Löw kämpft um neuen Kredit: Holland als Warnung
Die Ausgemusterten sind weiter entsetzt, auch wenn Mats Hummels noch im Hintergrund einer großen Zeitungsanzeige des neuen DFB-Sponsors VW lächelt.
Die Bayern beklagen schlechten Stil, und sogar enge Begleiter von Joachim Löw wundern sich: Der 59-Jährige ist in seiner 13. Saison als Bundestrainer noch unberechenbarer geworden, als er es ohnehin schon war. Mit einer von ihm bisher nicht gekannten Radikalität hat Löw die aus der Weltspitze gestürzte deutsche Fußball-Nationalmannschaft und auch sich selbst zurück in die landesweiten Diskussionen gebracht.

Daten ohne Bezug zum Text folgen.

PR #783, opened 2022-04-04
RFC: Submitted Status in Resources

### LINKED ISSUE #764: R4RFC Submitted Condition on owner.status.resources[].conditions
### Description of problem

If ratified, #738 adds a `owner.status.resource[].conditions` condition with `Type: Healthy`

In this RFC we should propose adding `Type: Submitted` that is the same as `owner.status.conditions[Type=ResourcesSubmitted]` but as it relates to the individual resource. This way we no longer hide multiple `Submission` errors as we do today.

If #738 does not introduce a top level `Type:Ready` to `owner.status.resource[].conditions`, we should do that also, and it's value should be the lesser of the two `Type:Healthy` and `Type:Submitted`

squeedee:
[#764]

### DIFF
--- a/rfc/rfc-0000-submitted-status-in-resources.md
+++ b/rfc/rfc-0000-submitted-status-in-resources.md
@@ -3,7 +3,7 @@
 [meta]: #meta
 
 - Name: Include submitted condition in owner.status.resources.conditions
-- Start Date: 2022-4-1
+- Start Date: 2022-04-01
 - Author(s): [Rasheed Abdul-Aziz](https://github.com/squeedee) [Todd Ritchie](https://github.com/pivotal-todd-ritchie)
 - Status: Draft
 - RFC Pull Request: (leave blank)
--- a/rfc/rfc-0000-submitted-status-in-resources.md
+++ b/rfc/rfc-0000-submitted-status-in-resources.md
@@ -1,0 +1,142 @@
+# Meta
+
+[meta]: #meta
+
+- Name: Include submitted condition in owner.status.resources.conditions
+- Start Date: 2022-4-1
+- Author(s): [Rasheed Abdul-Aziz](https://github.com/squeedee) [Todd Ritchie](https://github.com/pivotal-todd-ritchie)
+- Status: Draft
+- RFC Pull Request: (leave blank)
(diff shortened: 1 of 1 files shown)


martyspiewak (approved):

emmjohnson (approved):

rfc/rfc-0000-submitted-status-in-resources.md
```diff
@@ -0,0 +1,142 @@
...
+# How it Works
+
+[how-it-works]: #how-it-works
+
+During the creation of all stamped objects, the realizer provides a conditions collection for each resource. This
+includes any existing conditions (
+see [Resource Status on Workload RFC](https://github.com/vmware-tanzu/cartographer/blob/rfc-resources-report-status/rfc/rfc-0000-allow-resources-to-report-status.md))
+and a calculated `type:Ready` condition.
+
+Each `type:Submitted` condition follows the same implementation as the top level `type:ResourcesSubmitted` condition.
```
scothis, line 96: Is the desire to keep the existing top-level `ResourcesSubmitted` condition? With its status aggregated from all of the individual resource level `Submitted` conditions?

It's interesting to have a couple different dimensions of condition aggregation.

rfc/rfc-0000-submitted-status-in-resources.md
```diff
@@ -0,0 +1,142 @@
+# Meta
+
+[meta]: #meta
+
+- Name: Include submitted condition in owner.status.resources.conditions
+- Start Date: 2022-4-1
```
scothis: nit
```suggestion
- Start Date: 2022-04-01
```

scothis (approved):

rfc/rfc-0000-submitted-status-in-resources.md
squeedee: I hadn't planned to change it's current spec, which is not aggregated, only "first occurrence"

Do you feel strongly that we should add behavior change to this RFC?

rawlingsj (approved):

idoru (approved):

jwntrs (approved):

PR #786, opened 2022-04-04
Create 0.3.0 docs

squeedee:
Creates version 3 documentation

- introduces the tutorials
- fixes redirect issues when changing versions
- ~removes patch releases.~ (We will do this during site migration, looking for automation opportunities as we go)
- fix broke tables in the style guides


cirocosta (approved):
looked at the preview environment and the set of files changed, lgtm!

PR #792, opened 2022-04-05
Mention the pre-reqs so the easy install actually works

squeedee:
Mention the pre-reqs so the easy install actually works


martyspiewak (changes requested):
Do we want to link to the prereqs in v0.2.0? It seems likely that that'll get outdated. 

I'm also not convinced we need to list prereqs here- if people are using cartographer for the first time i'd expect them to go to docs for installation instructions

squeedee:
Agree with Marty.

PR #799, opened 2022-04-08
Introduce RFC to correlate resource inputs with output

### LINKED ISSUE #744: R4RFC: Artifact tracing
### Description of problem

For a particular resource in a supply chain, we would like to be able to assert that a given input produced a specific output.

We are requesting an RFC that describes how to achieve that result using the following mechanics:

- Allow resources (via template) to define fields in their status that indicate which inputs and outputs to compare. If the input matches a specified input field, then you can trust the output (transforms input e.g. source to image)
- Allow resources (via template) to defined fields in their status that indicate which field should match a particular input (pass through input e.g. source to source).
- Allow resources (via template) to indicate that by holding spec updates we can trust a combination of the observed generation and some "healthy" status condition to know that a value in the spec produced a result in the status.

idoru:
[Readable](https://github.com/vmware-tanzu/cartographer/blob/744-input-output-correlation/rfc/rfc-0000-input-output-correlation.md)

closes #744

## PR Checklist


rfc/rfc-0000-input-output-correlation.md
```diff
@@ -0,0 +1,217 @@
...
+
+[Allow Resources to Report Status](https://github.com/vmware-tanzu/cartographer/pull/738)
+
+# Unresolved Questions
+
+[unresolved-questions]: #unresolved-questions
+
+It is unclear how to solve for resources which require matching against their spec, but do not conform to the
+`observedGeneration` pattern. The same can be said for resources which do not expose sufficient detail to write proper
+health determination rules.
```
waciumawanjohi, line 185: The [ClusterDeploymentTemplate](https://cartographer.sh/docs/v0.3.0/reference/template/#clusterdeploymenttemplate) is relevant prior art in Cartographer. ObservedCondition is similar to specifying a health rule. ObservedCondition requires observedGeneration to equal generation.

ObservedMatch is used particularly in the case where the resource does not use observedGeneration. Users can use observedMatch to specify a field in the status that reflects a field in the spec. When the two match, we can assume that the status is the result of the spec.

rfc/rfc-0000-input-output-correlation.md
```diff
@@ -0,0 +1,217 @@
...
+An interesting side effect of these mechanics is that Cartographer will not propagate artifacts output by a resource to
+the next resource unless they can be correlated to input provided to the resource by Cartographer. This is desirable
+from a security perspective, and the outcomes of this behavior are explored in detail in the
+[Draft RFC Read Resources Only When In Success State](https://github.com/vmware-tanzu/cartographer/pull/556).
+
+# What it is
+
+[what-it-is]: #what-it-is
+
+New fields are added to templates which allow template authors to specify correlation rules using `observedMatches`,
```
waciumawanjohi: Cartographer already has a template with the top level field `observedMatches`: [ClusterDeploymentTemplate](https://cartographer.sh/docs/v0.3.0/reference/template/#clusterdeploymenttemplate).

The proposed `ObservedMatches` works differently than this prior art. The existing implementation matches two fields that exist on the stamped object. The proposal matches fields on the template to fields on the stamped object.

1. Should the name change so that artifact tracing can work with ClusterDeploymentTemplate?
2. Should the name change so that we don't overload a term with two implementations?

waciumawanjohi: We can assume that fields in the template exist on the spec of the object. Do we need ObservedMatches to match from template to object? Or can we use the same implementation that exists on ClusterDeploymentTemplate, where users are expected to compare the object's spec to its status?

This implementation has the advantage of allowing users to specify `metadata.generation` must equal `status.observedGeneration` explicitly.

rfc/rfc-0000-input-output-correlation.md
```diff
@@ -0,0 +1,217 @@
...
+    output: "$(spec.sourceUrl)"                 #evaluated against resource spec
+  - input: "$(sources.source.revision)"         #evaluated against inputs in template context
+    output: "$(spec.sourceRevision)"            #evaluated against resource spec
+```
+
+Since the spec of the resource may change independently of the output, when the `outputMatches` makes any assertion
+against the `spec`, Cartographer must also ensure that the current output is a result of processing the current spec by
+making additional assertions:
+
+* Resource is healthy, as per [Allow Resources to Report Status](https://github.com/vmware-tanzu/cartographer/pull/738)
```
waciumawanjohi, line 139: Won't healthy/unhealthy be a concern for resources where the observedMatch is to a field in the status (as well as for resources where the observedMatch is to a field in the spec).

rfc/rfc-0000-input-output-correlation.md
```diff
@@ -0,0 +1,217 @@
...
+
+It is unclear how to solve for resources which require matching against their spec, but do not conform to the
+`observedGeneration` pattern. The same can be said for resources which do not expose sufficient detail to write proper
+health determination rules.
+
+# Spec. Changes
+
+[spec-changes]: #spec-changes
+
+All templates will now have a mandatory `observedMatch` field, which must be an array containing at least one element
```
waciumawanjohi: Making this optional, rather than required, will mean that Carto will still be able to work with all resources. It will also allow end users to determine if they want to tradeoff performance for artifact tracing.

rfc/rfc-0000-input-output-correlation.md
```diff
@@ -0,0 +1,217 @@
...
+* Resource is healthy, as per [Allow Resources to Report Status](https://github.com/vmware-tanzu/cartographer/pull/738)
+* Resource `observedGeneration == generation`
+
+If these assertions cannot be made, for example, if the resource does not implement the `observedGeneration` pattern,
+then Cartographer stops processing the resource and flags an error on it. Great care must also be taken that `healthy`
+status rules specified by the template author corresponds to the situation where the output is indeed a result of the
+spec with the current `observedGeneration`, otherwise outputs may not truly be the result of an input.
+
+Additionally, relying on the spec to make assertions imposes a further restriction to avoid stalling artifact
+propagation: Cartographer must not stamp out any further changes to the resource until it has finished processing the
```
waciumawanjohi, line 147: Above, the RFC states that
> Cartographer will not propagate artifacts output
which I refer to as _reading_ an object.
Here the RFC states
> Cartographer must not stamp out any further changes to the resource
which I refer to as _writing_ an object.

Is this proposal to hold reads or writes or both?

rfc/rfc-0000-input-output-correlation.md
```diff
@@ -0,0 +1,217 @@
...
+
+[migration]: #migration
+
+All templates must have `outputMatches` added to them.
+
+Any template which requires `outputMatches` against the resource spec must also be configured to identify success,
+failure and unknown states - which map to Healthy, Unhealthy and Unknown if the mechanism to be relied upon is
+[Allow Resources to Report Status](https://github.com/vmware-tanzu/cartographer/pull/738).
+
+# Drawbacks
```
waciumawanjohi, line 169: Supply chains often rely on resources that continually report the latest good output (e.g. kpack). When such an object is processing new input, Cartographer is still able to read the output and use it to assert the proper shape of the following object.

WIth this proposal, Cartographer will need to adopt a caching strategy after reading good outputs of objects. Consider the case of a supply chain where resource B relies on resource A. When resource A has a good output, it will at some point get an update to its spec. It will begin process the new spec and `Healthy` will become unknown. As a result, Cartographer will no longer read resource A's output. That means that Cartographer will now be unable to assure that resource B has the proper spec, so resource B will be unreadable as well.

rfc/rfc-0000-input-output-correlation.md
idoru: Both.

rfc/rfc-0000-input-output-correlation.md
idoru: Good catch on naming. Actually I noticed the names are not even consistent in my document. I'm going to rename to `correlationRules` for the next iteration.

With regards to the matching implementation, I think matching metadata.generation to status.observedGeneration implicitly in the cases where it is needed helps guarantee mechanics work as desired. There are also stipulations under #spec-changes which also try to limit jsonpath expressions to intended uses.

rfc/rfc-0000-input-output-correlation.md
idoru: The healthy check only exists when the `spec` is implicated because we're relying on fields in the spec corresponding to the status.

Once the output is in the status, it is true that the resource may reconcile again and be unhealthy, but as long as the exact inputs specified in correlation rules match the output we can reasonably assume it is the same input.

This, as `#drawbacks` states is the reason why the template authors must take great care. The matching rules must uniquely identify the instance of the input (e.g. as with URL+revision for a source)

rfc/rfc-0000-input-output-correlation.md
idoru: I see. A cache, that is, or something like `lastGoodOtput` on the status in your [original RFC](https://github.com/vmware-tanzu/cartographer/pull/556)?

rfc/rfc-0000-input-output-correlation.md
idoru: Actually, I take that back. I think you're right, otherwise we may not always be able to correlate inputs and outputs.

rfc/rfc-0000-input-output-correlation.md
```diff
@@ -0,0 +1,223 @@
...
+spec:
+  template:
+    apiVersion: my-scanner/v1
+    kind: SourceScan
+    metadata:
+      name: ...
+    spec:
+      scanUrl: "$(sources.source.url)$"
+      sourceRevision: "$(sources.source.url)$"
+correlationRules:
```
scothis:
```suggestion
  correlationRules:
```

rfc/rfc-0000-input-output-correlation.md
```diff
@@ -0,0 +1,223 @@
...
+  - input: "$(sources.source.url)"              #evaluated against inputs in template context
+    output: "$(status.outputs.url)"             #evaluated against resource status
```
scothis: a few minor changes in this one suggestion:
- `input` and `output` are overloaded for resource artifacts. Using `expected` and `actual`, other terms can fit as well
- the "input" is setting a expectation for the value to find, updated to use the regular cartographer template syntax
- the output is a path on the stamped object, dropping the template syntax since we don't use it on other values read from the stamped object.

```suggestion
  - expectedValue: "$(sources.source.url)$"              #evaluated against inputs in template context
    actualPath: ".status.outputs.url"             #evaluated against the in-cluster resource
```

rfc/rfc-0000-input-output-correlation.md
```diff
@@ -0,0 +1,223 @@
...
+  - input: "$(sources.source.revision)"         #evaluated against inputs in template context
+    output: "$(spec.sourceRevision)"            #evaluated against resource spec
+```
+
+Since the spec of the resource may change independently of the output, when the `correlationRules` makes any assertion
+against the `spec`, Cartographer must also ensure that the current output is a result of processing the current spec by
+making additional assertions:
+
+* Resource is healthy, as per [Allow Resources to Report Status](https://github.com/vmware-tanzu/cartographer/pull/738)
+* Resource `observedGeneration == generation`
```
scothis, line 140: the template author should be required to indicate that the resource supports observedGeneration, many resources don't

rfc/rfc-0000-input-output-correlation.md
```diff
@@ -0,0 +1,223 @@
...
+
+If these assertions cannot be made, for example, if the resource does not implement the `observedGeneration` pattern,
+then Cartographer stops processing the resource and flags an error on it. Great care must also be taken that `healthy`
+status rules specified by the template author corresponds to the situation where the output is indeed a result of the
+spec with the current `observedGeneration`, otherwise outputs may not truly be the result of an input.
+
+Additionally, relying on the spec to make assertions imposes a further restriction to avoid stalling artifact
+propagation: Cartographer must not stamp out any further changes to the resource until it has finished processing the
+current spec completely. That is, it must have reached either a Healthy or Unhealthy status (as per
+[Allow Resources to Report Status](https://github.com/vmware-tanzu/cartographer/pull/738)).
```
scothis, line 149: We need to avoid situations that could deadlock the supply chain. If an input is passed in that never resolves to Healthy True or False, the stamped resource is stuck, and can never be unstuck because we're no longer writing to its spec.

rfc/rfc-0000-input-output-correlation.md
scothis: Where is the cache stored? Assume that the controller pod will crash or be rescheduled at an inconvenient time; a new controller instance needs to be able to pickup and continue processing as if nothing happened.

idoru: It would be very convenient to put it on the owner status, but this may cause us to exceed maximum size. One thing we've discussed privately within the team is storing outputs as another custom resource. The latter feels like it may be the only choice, barring the addition of another component for durable cache storage.

rfc/rfc-0000-input-output-correlation.md
idoru: I've added a `correlationTimeout` setting to the template for now; I'm not sure there's a better solution whilst remaining agnostic.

„Da sind sicherlich einige Dinge nicht so gut gelaufen“, befand Bayern-Präsident Uli Hoeneß. „Deswegen können wir aber nicht den Stab über Jogi Löw brechen“, schloss der einflussreiche Münchner bei Magenta Sport an. Auf jeden Fall steht dem Dauerbundestrainer ein unruhiger Start in das neue Länderspieljahr bevor.
Lange wehrte sich Löw gegen einen rabiaten Umbruch. „Ich weiß, dass einige einen ganz radikalen Schnitt einfordern“, hatte der Schwarzwälder noch nach der völlig verpatzen WM im Sommer 2018 und trotz des weiteren Rückschlags in der neuen Nations League erklärt. Doch erst nach den deutlichen Hinweisen, dass es auch um seinen Job gehen kann, stellte Löw im Teamgefüge von Erfahrung auf jugendlichen Tatendrang um. Das hatte er schon einmal 2017 getan, war nach dem Confed-Cup-Sieg in Russland mit einer neuen Spielergeneration aber in Loyalität zu seinen Weltmeistern von 2014 zurückgerudert.
Sein Credo lautete jahrelang: Nur mit jungen Spieler geht es nicht. „Eines darf niemand vergessen: Ich brauche immer noch Erfahrung und den guten Mix. Denn die Jungen brauchen Halt und Orientierung“, sagte Löw noch zum Jahreswechsel 2018/19. Zweieinhalb Monate und kein weiteres Länderspiel später befand er, dass die langjährigen Stammkräfte Thomas Müller (29), Mats Hummels (30) und Jérôme Boateng (30) den Ansprüchen des Neubeginns nicht mehr genügen. Er musterte sie mit Hinweis auf „ein deutliches Signal der Erneuerung“ aus. Nach langem Schlingerkurs kämpft Löw mit der Demonstration der Stärke auch für sich selbst.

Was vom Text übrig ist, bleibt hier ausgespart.